What is a Transformer?
Transformer is a deep learning model introduced in the 2017 research paper ‘Attention is All You Need’ by Vaswani et al. Later, many state-of-the-art natural language models, such as BERT, GPT, and T5, were developed based on the Transformer architecture.
Why Transformers Over RNNs?
Sequential Processing
Unlike earlier models such as RNN and LSTM, Transformers completely relies on the attention mechanism. We will discuss the attention mechanism later.
A recurrent neural network (RNN) can process only one step at a time. This means only one word can be handled at a time in a sentence, so in order to understand the context of the current processing word all the previous words must be remembered. Therefore, RNN network training is very slow especially if long sequences are given.

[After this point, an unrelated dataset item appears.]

PR #247, opened 2026-06-17
fix(ir): prefix closure-local arg names to prevent captured-name shadowing miscompile

nnunley:
## Problem

An inline closure (`lower-fn-lit`) lowers its parameters as `arg0/arg1/…`, tail-call mutable locals as `a0/a1/…`, and its rest slot as `args0` — the **same** naming scheme as any other lowered fn. But a closure's captured values (`:load-closed`) are spliced into the body as the **enclosing** scope's identifiers (e.g. `arg0`). So a closure parameter `arg0` *shadows* a captured `arg0`, and the closure reads its own parameter where it meant the capture.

But transformers can process multiple words in a sentence at the same time without needing to handle each word individually. This allows transformers to be trained much faster compared to training RNN. Imagine you are reading a book, RNN processes each word or sentence in it while the transformer scans the entire page once and identifies the relationships between the words or sentences in it.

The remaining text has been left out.